- RECORD SET -
PR #2386, opened 2026-04-14
Refactored BulkEditor into multiple classes

sebHollersbacher:
Split code of BulkEditor plugin into multiple classes to make it more readable and easier to extend/change


plugins/org.eclipse.fordiac.ide.bulkeditor/src/org/eclipse/fordiac/ide/bulkeditor/editors/BulkEditorSettings.java
```diff
@@ -82,8 +80,7 @@ public BulkEditorSubSettings getSubSettings(final String ref) {
 	public void saveState(final IMemento memento) {
 		final IMemento childMemento = memento.createChild(TAG_BULKEDITOR_SETTINGS);
 		subSettingsMap.values().forEach(subSetting -> subSetting.saveState(childMemento));
-		childMemento.putInteger(MODE_TAG, modeSelection);
-		childMemento.putBoolean(ADVANCED_MODE_TAG, advancedMode);
+		childMemento.putInteger(MODE_TAG, modeSelection.ordinal());
```
mx990: If we are already making an incompatible change, I would suggest to save the enum `name()` instead of its `ordinal()` to be more robust in case of future changes.

plugins/org.eclipse.fordiac.ide.bulkeditor/src/org/eclipse/fordiac/ide/bulkeditor/editors/BulkEditorStateListener.java
```diff
@@ -0,0 +1,58 @@
...
+ *   Martin Erich Jobst - initial API and implementation and/or initial documentation
+ *   Sebastian Hollersbacher - Extracted to own class
+ *******************************************************************************/
+package org.eclipse.fordiac.ide.bulkeditor.editors;
+
+import org.eclipse.fordiac.ide.model.ui.editors.LibraryElementProvider;
+import org.eclipse.fordiac.ide.model.ui.editors.LibraryElementStateListener;
+import org.eclipse.ui.IEditorInput;
+
+public class BulkEditorStateListener implements LibraryElementStateListener {
```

- PROBLEM TO WORK ON -
Determine how many lines in the entries above contain the word "fordiac", and respond with the number alone.

- EXERCISE RESPONSE -
5